THE DATA:

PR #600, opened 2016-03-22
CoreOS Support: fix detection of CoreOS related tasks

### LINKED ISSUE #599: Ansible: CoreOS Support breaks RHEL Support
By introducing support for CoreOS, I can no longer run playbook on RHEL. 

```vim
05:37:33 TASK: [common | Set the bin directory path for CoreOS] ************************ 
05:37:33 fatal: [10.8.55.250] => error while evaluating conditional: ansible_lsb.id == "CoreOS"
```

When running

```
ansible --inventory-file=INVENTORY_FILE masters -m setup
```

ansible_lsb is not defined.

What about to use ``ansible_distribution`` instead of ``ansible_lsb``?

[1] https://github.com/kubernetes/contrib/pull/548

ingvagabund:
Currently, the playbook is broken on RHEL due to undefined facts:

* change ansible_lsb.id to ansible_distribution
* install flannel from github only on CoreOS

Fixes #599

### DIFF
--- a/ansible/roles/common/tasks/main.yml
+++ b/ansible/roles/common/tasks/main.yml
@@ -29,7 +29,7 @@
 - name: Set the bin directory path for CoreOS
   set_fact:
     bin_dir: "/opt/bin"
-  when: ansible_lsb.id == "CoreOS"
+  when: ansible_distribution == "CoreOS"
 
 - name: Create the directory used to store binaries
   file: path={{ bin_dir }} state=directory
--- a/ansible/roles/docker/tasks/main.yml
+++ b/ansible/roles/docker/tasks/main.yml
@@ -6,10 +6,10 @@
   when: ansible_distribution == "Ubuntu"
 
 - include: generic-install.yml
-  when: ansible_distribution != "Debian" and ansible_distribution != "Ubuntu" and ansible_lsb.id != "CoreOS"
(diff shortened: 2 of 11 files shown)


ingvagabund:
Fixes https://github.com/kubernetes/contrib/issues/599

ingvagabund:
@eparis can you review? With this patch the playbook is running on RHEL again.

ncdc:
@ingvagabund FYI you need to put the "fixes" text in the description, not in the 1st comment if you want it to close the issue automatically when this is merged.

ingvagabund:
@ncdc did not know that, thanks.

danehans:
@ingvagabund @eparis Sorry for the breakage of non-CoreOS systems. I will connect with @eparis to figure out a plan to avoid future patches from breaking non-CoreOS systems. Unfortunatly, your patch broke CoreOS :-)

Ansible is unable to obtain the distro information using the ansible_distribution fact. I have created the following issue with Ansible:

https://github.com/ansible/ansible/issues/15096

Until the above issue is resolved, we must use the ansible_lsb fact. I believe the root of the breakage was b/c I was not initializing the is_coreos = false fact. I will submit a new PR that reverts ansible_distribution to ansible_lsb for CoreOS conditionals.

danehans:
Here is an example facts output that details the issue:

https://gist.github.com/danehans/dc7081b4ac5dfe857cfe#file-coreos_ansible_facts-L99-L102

==

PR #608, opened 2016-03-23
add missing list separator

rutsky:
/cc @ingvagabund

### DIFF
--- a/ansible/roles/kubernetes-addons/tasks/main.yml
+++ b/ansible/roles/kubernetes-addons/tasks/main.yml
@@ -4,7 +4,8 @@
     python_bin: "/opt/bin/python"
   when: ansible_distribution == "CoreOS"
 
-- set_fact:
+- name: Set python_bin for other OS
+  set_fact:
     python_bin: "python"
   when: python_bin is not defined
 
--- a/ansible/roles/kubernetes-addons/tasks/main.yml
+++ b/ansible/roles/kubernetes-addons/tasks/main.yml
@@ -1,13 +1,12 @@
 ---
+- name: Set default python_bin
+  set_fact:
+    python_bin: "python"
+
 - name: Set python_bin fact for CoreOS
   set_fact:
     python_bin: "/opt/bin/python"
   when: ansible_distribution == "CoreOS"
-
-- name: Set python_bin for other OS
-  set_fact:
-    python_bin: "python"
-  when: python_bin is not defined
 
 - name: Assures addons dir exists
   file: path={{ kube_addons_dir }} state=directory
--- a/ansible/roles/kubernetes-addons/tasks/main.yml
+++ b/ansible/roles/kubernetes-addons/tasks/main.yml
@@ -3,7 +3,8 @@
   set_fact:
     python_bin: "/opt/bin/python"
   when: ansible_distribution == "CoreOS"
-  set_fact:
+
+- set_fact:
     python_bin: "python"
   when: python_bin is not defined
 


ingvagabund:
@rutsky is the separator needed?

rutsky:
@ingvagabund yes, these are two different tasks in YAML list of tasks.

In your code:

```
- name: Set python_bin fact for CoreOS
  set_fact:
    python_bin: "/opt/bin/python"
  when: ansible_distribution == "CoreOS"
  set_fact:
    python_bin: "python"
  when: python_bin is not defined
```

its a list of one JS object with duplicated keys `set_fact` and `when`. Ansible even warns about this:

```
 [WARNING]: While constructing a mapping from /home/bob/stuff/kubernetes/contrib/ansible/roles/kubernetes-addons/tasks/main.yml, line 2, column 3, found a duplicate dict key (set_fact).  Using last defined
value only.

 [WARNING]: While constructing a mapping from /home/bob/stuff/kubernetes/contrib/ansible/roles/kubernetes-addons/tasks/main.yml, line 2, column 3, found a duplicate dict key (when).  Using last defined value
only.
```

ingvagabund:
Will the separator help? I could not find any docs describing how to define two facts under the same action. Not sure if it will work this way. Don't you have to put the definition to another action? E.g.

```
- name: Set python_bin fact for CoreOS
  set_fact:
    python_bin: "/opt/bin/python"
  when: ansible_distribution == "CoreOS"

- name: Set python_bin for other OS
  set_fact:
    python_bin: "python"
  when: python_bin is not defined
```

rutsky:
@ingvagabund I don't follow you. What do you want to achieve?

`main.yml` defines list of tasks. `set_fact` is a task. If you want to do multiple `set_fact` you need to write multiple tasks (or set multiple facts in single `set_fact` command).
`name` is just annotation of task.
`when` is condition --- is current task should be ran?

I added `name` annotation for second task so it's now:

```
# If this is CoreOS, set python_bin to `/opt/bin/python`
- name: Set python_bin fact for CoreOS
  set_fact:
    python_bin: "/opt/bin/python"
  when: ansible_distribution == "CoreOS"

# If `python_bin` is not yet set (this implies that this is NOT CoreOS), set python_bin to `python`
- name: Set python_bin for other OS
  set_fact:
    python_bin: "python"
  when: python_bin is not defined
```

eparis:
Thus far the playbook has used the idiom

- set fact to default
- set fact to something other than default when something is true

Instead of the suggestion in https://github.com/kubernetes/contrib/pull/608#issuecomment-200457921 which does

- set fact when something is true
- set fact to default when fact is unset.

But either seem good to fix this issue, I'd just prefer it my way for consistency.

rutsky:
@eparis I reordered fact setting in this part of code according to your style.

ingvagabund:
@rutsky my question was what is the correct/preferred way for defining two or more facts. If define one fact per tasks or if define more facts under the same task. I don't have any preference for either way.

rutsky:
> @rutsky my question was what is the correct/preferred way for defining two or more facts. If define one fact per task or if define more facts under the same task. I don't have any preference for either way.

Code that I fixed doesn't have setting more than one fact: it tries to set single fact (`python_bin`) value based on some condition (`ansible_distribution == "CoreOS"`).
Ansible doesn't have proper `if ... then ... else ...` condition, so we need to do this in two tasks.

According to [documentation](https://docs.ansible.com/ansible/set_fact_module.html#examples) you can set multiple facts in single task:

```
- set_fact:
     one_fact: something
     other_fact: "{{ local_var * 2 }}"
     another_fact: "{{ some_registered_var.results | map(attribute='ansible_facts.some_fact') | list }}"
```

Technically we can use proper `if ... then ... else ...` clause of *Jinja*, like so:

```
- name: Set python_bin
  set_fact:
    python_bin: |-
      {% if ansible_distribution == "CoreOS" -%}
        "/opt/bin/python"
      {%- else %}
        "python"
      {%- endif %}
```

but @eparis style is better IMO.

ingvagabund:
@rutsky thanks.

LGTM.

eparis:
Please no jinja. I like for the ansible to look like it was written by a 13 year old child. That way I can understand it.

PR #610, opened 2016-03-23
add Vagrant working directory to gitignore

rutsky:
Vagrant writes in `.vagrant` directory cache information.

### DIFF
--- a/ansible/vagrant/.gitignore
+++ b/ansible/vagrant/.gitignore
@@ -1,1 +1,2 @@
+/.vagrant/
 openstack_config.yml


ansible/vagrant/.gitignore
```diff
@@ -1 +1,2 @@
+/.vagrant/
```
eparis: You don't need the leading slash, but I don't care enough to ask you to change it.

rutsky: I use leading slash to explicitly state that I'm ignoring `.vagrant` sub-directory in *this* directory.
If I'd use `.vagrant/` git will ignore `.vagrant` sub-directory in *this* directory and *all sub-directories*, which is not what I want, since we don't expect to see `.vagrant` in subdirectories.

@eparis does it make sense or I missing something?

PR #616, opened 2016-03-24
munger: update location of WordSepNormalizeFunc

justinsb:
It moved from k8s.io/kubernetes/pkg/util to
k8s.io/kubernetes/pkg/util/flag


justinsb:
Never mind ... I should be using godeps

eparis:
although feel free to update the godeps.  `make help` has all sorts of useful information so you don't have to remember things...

--

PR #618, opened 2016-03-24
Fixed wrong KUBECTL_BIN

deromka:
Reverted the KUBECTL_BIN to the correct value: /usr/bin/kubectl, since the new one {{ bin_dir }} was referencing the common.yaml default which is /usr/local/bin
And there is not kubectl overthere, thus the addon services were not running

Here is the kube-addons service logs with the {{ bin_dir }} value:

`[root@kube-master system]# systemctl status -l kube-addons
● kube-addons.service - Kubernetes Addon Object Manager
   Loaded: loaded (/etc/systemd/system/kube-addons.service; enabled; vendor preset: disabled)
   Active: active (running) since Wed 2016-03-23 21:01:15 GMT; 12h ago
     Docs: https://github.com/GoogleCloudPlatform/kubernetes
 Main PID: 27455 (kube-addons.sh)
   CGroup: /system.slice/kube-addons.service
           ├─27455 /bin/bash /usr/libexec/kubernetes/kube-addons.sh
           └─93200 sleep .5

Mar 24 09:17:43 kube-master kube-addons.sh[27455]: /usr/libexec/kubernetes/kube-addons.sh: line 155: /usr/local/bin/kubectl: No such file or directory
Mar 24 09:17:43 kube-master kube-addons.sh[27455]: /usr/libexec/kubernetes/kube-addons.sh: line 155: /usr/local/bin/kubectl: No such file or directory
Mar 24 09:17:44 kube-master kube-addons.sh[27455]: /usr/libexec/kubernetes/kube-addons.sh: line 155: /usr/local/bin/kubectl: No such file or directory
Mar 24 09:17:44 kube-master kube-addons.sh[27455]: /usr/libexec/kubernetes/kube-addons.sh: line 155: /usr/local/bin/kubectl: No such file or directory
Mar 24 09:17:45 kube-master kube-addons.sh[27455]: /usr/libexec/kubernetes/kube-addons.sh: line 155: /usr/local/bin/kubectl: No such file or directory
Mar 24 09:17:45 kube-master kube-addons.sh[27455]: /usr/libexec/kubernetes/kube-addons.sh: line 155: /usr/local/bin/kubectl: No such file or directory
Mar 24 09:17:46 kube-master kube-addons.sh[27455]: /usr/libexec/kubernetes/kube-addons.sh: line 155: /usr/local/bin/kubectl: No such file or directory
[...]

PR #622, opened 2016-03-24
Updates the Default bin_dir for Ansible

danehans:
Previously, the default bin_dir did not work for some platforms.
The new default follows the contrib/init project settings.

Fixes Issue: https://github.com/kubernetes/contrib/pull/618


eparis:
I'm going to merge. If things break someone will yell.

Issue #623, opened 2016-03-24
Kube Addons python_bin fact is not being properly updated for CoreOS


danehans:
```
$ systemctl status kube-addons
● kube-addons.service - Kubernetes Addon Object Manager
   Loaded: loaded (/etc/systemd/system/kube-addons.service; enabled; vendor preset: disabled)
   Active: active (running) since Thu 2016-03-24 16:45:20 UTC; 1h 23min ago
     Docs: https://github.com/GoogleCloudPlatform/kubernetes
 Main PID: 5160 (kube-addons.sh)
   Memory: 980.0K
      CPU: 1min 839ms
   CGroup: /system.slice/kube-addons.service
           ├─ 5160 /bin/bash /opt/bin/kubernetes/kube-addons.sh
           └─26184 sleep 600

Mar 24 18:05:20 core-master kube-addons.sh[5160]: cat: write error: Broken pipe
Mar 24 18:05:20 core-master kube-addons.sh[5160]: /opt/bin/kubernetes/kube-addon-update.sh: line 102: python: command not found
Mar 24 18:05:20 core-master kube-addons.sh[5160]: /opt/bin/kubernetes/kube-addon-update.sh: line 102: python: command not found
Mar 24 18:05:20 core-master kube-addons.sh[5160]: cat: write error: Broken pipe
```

BRIEF: Taking the listing above as the source, transcribe only the lines starting at the line with "- name: Create" and going through the line with "Fixes https://github.com/kubernetes/contrib/issues/599", unaltered and with both ends included.

PROBLEM SOLUTION:
 - name: Create the directory used to store binaries
   file: path={{ bin_dir }} state=directory
--- a/ansible/roles/docker/tasks/main.yml
+++ b/ansible/roles/docker/tasks/main.yml
@@ -6,10 +6,10 @@
   when: ansible_distribution == "Ubuntu"
 
 - include: generic-install.yml
-  when: ansible_distribution != "Debian" and ansible_distribution != "Ubuntu" and ansible_lsb.id != "CoreOS"
(diff shortened: 2 of 11 files shown)


ingvagabund:
Fixes https://github.com/kubernetes/contrib/issues/599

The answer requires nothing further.